Football Championship of Ukrainian SSR
- Season: 1970
- Champions: Metalurh Zaporizhia
- Promoted: Metalurh Zaporizhia
- Relegated: Desna Chernihiv (dissolved), Spartak Brest, Neman Grodno, Gomselmash Gomel, Baltika Kaliningrad (all four were moved to other Zone)
- Top goalscorer: 20 – Valentyn Prylepskyi (Tavriya)

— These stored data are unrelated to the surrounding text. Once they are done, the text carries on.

PR #560, opened 2026-06-19
feat: add metrics plugin with OpenTelemetry and OpenInference support

kenjpais:
## Summary

- Adds `plugins/metrics/` — a configuration-only plugin that instruments Claude Code CLI sessions with OpenTelemetry tracing, metrics, and log events and optionally enriched with [OpenInference](https://arize-ai.github.io/openinference/) semantic conventions
- Uses the standard OTel Collector tool as a background process with no custom Python scripts. It collects Claude Code OTel telemetry and writes it to JSON file. Metrics collection is handled directly by the collector. All signals come from Claude Code's built-in telemetry. 
- Uses an `otelcol-contrib` pipeline: native `claude_code.*` spans → OpenInference span kinds (`CHAIN`, `LLM`, `TOOL`, `AGENT`) and attributes (`llm.token_count.*`, `llm.model_name`, etc.) → rotating JSONL file; MLflow export included
- Sub-agent telemetry supported: `Task` tool invocations map to `AGENT` span kind with `graph.node.id` / `graph.node.parent_id`

## Test plan

- [ ] Start collector: `CLAUDE_METRICS_LOG_DIR=~/.local/share/claude-metrics otelcol-contrib --config plugins/metrics/config/otelcol.yaml`
- [ ] Open a Claude Code session with the plugin active; run a few tool calls; confirm `claude-metrics.jsonl` contains spans with `openinference.span.kind` and `llm.token_count.*`
- [ ] `make lint`

## Summary by CodeRabbit

* **New Features**
  * Added a metrics plugin enabling telemetry collection and observability for Claude Code
  * Automatically captures traces, metrics, and logs with privacy-aware filtering to protect sensitive data
  * Supports optional MLflow integration for trace export and analysis
  * Stores observability data locally for debugging and monitoring purposes


stbenjam:
We have been using https://github.com/opendatahub-io/agentic-ci for this,  not sure we should have a separate implementation

not-stbenjam:
Tested this against agentic-ci's tracing approach by running both side-by-side and pushing traces to a local MLflow instance. A few findings:

**Comparison with agentic-ci:**

| | ai-helpers (this PR) | agentic-ci |
|---|---|---|
| **Collector** | `otelcol-contrib` — declarative YAML transforms | Python stdlib `http.server` — ~100 lines, zero dependencies |
| **OpenInference** | Yes — span kinds (`CHAIN`/`LLM`/`TOOL`/`AGENT`), `llm.token_count.*`, `llm.model_name`, agent graph IDs | No — raw `claude_code.*` spans passed through unchanged |
| **Input/output extraction** | Can extract `input.value` from span attrs + `output.value` from span events via OTTL (see below) | None |
| **MLflow export** | Real-time via `otlphttp` exporter in the collector pipeline | Post-hoc — reads JSONL, converts to protobuf, POSTs to `/v1/traces` |
| **Privacy filtering** | Configurable `filter/privacy` processor that drops spans containing prompt/tool content | None |
| **Metrics** | Passes through native `claude_code.*` metrics as-is | Parses metrics in Python for live token rate display and post-run summary |

**What works well:**
- The OpenInference span kind mapping and token count attributes come through cleanly in MLflow. This is a meaningful improvement over agentic-ci, which passes raw spans through without any semantic enrichment.
- The `otelcol-contrib` transform approach is nice — all the mapping logic is declarative YAML, no custom code.

**Gaps found during testing:**

1. **MLflow sessions page shows no inputs or outputs.** MLflow populates its input/output columns from `input.value` and `output.value` span attributes. The current transform doesn't set these. For inputs, mapping `user_prompt` → `input.value` on interaction spans and `full_command` → `input.value` on tool spans works. For outputs, it's trickier — Claude Code emits tool results as **span events** (named `tool.output`), not span attributes. You need a `spanevent` context block to extract them:

   ```yaml
   # In the span context:
   - set(span.attributes["input.value"], span.attributes["user_prompt"])  where span.attributes["user_prompt"] != nil
   - set(span.attributes["input.value"], span.attributes["full_command"]) where span.attributes["full_command"] != nil

   # New spanevent context block:
   - context: spanevent
     statements:
       - set(span.attributes["output.value"], attributes["output"])  where name == "tool.output" and attributes["output"] != nil
       - set(span.attributes["output.value"], attributes["content"]) where name == "tool.output" and attributes["content"] != nil
   ```

2. **No assistant response text in Claude Code's telemetry.** The LLM's actual text response is not emitted anywhere — not as a span attribute, span event, or log record. Session-level output will always be empty regardless of transforms. This is a Claude Code limitation, not fixable here.

3. **Privacy filter vs. content visibility.** If someone enables `OTEL_LOG_TOOL_CONTENT=1` to get tool I/O in their traces, the `filter/privacy` processor silently strips it. That's the intended defense-in-depth behavior, but worth documenting that you need to remove `filter/privacy` from the pipeline to actually see content.

4. **MLflow exporter endpoint format.** The commented-out MLflow exporter uses `otlp/mlflow` with `endpoint: http://localhost:5000/api/2.0/mlflow/otlp`. In current otelcol-contrib (v0.154.0+), the `otlphttp` type expects just `endpoint: http://localhost:5000` — it appends `/v1/traces` automatically. The path-in-endpoint form causes an "invalid port" error.

.claude-plugin/marketplace.json
```diff
@@ -1,7 +1,7 @@
 {
   "name": "ai-helpers",
   "owner": {
-    "name": "openshift-eng"
+    "name": "kenjpais"
```
Prashanth684: revert

Prashanth684:
> We have been using https://github.com/opendatahub-io/agentic-ci for this, not sure we should have a separate implementation

I believe this is more for local development - agentic-ci seems more for the harness and for running in a containerized fashion.

stbenjam:
> > We have been using https://github.com/opendatahub-io/agentic-ci for this, not sure we should have a separate implementation
> 
> I believe this is more for local development - agentic-ci seems more for the harness and for running in a containerized fashion.

I am more concerned about the fan out of many duplicative sets of code that workaround the limitations of Claude's OTEL outputs and also produce different views of the data.   I like the approach here, but 95% of the things here probably belong in a more reusable package or could go straight to otel-contrib's repo

stbenjam:
@kenjpais There's discussion above and a thread on Slack you should read before continuing to iterate on this

kenjpais:
@stbenjam, thanks alot for the feedback. 
I just updated the PR to address issues found during testing.
Yes, I’ve read the Slack thread - I do agree that we should unify trace collection, we can use the OpenInference and the OpenTelemetry GenAI conventions to achieve that I guess, but every harness may have different raw telemetry requiring adapters for each.
However, I agree that this could be moved into a more reusable package or otel-contrib's repo but I think that would require finalizing schema. Alternatively, the transformation YAML could be maintained separately and loaded by the OTel Collector.
The main goal of this PR was to help users better understand claude's actions and the tools it uses, especially with the use of the agentic-docs plugin ie. to measure agentic-docs usage which will help us better understand the value the agentic-docs plugin provides and identify any gaps or areas for improvement.

I still think this PR would be helpful for the agentic-docs plugin though for now.

stbenjam:
Ok can you take it out of draft? I think this is fine to land and we can sort out alignment later. I think whatever we do would end up based on this work

/lgtm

= 1970 Soviet Second Group (Class A), Zone 1 =

The 1970 Football Championship of Ukrainian SSR was the 40th season of association football competition of the Ukrainian SSR, which was part of the Second Group of Soviet Class A in Zone 1. It was the eighth and last season in the Second Group of Soviet Class A.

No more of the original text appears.